PR #2488, opened 2022-02-25
Change the encoding of the IdentityTSM

ineiti:
The first PR to implement the IdentityTSM used a (Un)MarshalBinary that was not compatible
with the protobuf-encoding we were doing.

This PR contains also some tests used to discover this discrepancy.

Because there is no TSM-identity stored in binary form, this should not break anything.

### DIFF
--- a/external/js/cothority/tsconfig.json
+++ b/external/js/cothority/tsconfig.json
@@ -14,7 +14,17 @@
     "typeRoots": [
       "../types",
       "./node_modules/@types"
-    ]
+    ],
+    "paths": {
+      "@dedis/kyber": [
+        "node_modules/@dedis/kyber/dist",
+        "node_modules/@dedis/kyber"
+      ],
+      "@dedis/kyber/*": [
+        "node_modules/@dedis/kyber/dist/*",
+        "node_modules/@dedis/kyber/*"
+      ]
+    }
   },
   "include": [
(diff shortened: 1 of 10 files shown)


external/js/cothority/tsconfig.json
```diff
@@ -14,7 +14,17 @@
...
+    "paths": {
+      "@dedis/kyber": [
+        "node_modules/@dedis/kyber/dist",
+        "node_modules/@dedis/kyber"
+      ],
+      "@dedis/kyber/*": [
+        "node_modules/@dedis/kyber/dist/*",
+        "node_modules/@dedis/kyber/*"
+      ]
+    }
```
tharvik, line 27: debug? should you use `npm run link` in kyber to do so?

tharvik (approved):

external/js/cothority/tsconfig.json
ineiti: It's for debugging, but I thought to leave it there. The problem with `npm link` is that it points to the root-directory of the package. And the compiled code is in the `dist` directory. So this searches first in the `dist` directory, and only then in the actual package.

The first is used with `npm link`, the second with a 'normal' `npm ci` install.

It is the most clean way to use `npm link` with typescript, IMO.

** Problem statement **
Copy out every line of the listing that contains the string "first".

** Exercise answer **
The first PR to implement the IdentityTSM used a (Un)MarshalBinary that was not compatible
ineiti: It's for debugging, but I thought to leave it there. The problem with `npm link` is that it points to the root-directory of the package. And the compiled code is in the `dist` directory. So this searches first in the `dist` directory, and only then in the actual package.
The first is used with `npm link`, the second with a 'normal' `npm ci` install.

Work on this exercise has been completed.